+++ The input
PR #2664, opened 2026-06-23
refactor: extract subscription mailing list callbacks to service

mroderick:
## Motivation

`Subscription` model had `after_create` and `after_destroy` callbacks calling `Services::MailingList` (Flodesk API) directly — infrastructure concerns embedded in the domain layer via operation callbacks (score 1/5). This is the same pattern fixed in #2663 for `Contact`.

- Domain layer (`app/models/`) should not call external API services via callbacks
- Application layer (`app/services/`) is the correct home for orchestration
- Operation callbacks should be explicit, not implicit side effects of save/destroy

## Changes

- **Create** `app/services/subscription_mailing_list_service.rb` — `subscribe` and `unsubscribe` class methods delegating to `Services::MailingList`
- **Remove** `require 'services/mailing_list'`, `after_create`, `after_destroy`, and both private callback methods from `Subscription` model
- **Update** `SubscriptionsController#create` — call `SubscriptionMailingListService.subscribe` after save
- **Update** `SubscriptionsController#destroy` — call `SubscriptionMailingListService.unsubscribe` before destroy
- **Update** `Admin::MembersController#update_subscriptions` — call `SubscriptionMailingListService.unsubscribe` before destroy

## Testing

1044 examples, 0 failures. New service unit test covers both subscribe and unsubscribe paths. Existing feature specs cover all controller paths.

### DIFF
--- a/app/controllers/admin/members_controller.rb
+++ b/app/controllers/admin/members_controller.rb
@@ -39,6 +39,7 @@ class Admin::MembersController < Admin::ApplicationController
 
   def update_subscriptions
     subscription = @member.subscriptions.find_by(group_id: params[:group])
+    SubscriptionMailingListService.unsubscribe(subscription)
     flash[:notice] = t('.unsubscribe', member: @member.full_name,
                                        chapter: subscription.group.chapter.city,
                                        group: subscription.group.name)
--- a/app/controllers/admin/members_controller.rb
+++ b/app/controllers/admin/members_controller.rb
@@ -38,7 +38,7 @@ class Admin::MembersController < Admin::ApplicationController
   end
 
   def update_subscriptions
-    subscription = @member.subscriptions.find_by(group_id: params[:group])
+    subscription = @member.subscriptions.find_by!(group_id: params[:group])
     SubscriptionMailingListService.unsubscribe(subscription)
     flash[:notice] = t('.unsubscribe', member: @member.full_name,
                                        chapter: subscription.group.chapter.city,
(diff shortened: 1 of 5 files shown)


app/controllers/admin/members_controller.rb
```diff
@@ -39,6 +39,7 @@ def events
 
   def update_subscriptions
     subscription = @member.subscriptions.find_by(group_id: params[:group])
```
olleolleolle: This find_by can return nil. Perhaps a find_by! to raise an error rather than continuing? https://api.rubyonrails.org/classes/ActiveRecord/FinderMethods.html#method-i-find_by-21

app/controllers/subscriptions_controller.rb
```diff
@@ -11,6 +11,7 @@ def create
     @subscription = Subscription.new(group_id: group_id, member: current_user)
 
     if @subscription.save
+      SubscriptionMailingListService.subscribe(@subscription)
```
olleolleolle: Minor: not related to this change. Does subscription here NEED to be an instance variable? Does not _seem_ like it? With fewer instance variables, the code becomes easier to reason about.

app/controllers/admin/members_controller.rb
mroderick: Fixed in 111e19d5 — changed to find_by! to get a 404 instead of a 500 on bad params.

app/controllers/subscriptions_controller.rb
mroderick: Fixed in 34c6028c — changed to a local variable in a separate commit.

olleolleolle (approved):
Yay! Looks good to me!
++++++
**Task details:** Your answer should be every line above that contains the word "mroderick".

**Answer area:**
mroderick:
mroderick: Fixed in 111e19d5 — changed to find_by! to get a 404 instead of a 500 on bad params.
mroderick: Fixed in 34c6028c — changed to a local variable in a separate commit.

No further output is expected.